**Task directions:** Which lines of the entries below contain the string "opened"? Copy each one.

**Supplied entries:**
((
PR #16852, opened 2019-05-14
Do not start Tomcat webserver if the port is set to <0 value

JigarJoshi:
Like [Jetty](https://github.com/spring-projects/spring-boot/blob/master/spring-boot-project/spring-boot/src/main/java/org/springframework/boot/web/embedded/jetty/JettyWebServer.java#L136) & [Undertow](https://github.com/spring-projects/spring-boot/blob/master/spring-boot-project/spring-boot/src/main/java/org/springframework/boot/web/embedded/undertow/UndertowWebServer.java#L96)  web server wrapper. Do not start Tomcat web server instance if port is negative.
))
((
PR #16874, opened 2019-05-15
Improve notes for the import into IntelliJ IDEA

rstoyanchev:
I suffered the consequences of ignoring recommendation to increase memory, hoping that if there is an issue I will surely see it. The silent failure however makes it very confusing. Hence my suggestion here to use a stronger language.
))
**Answer area:**
PR #16852, opened 2019-05-14
PR #16874, opened 2019-05-15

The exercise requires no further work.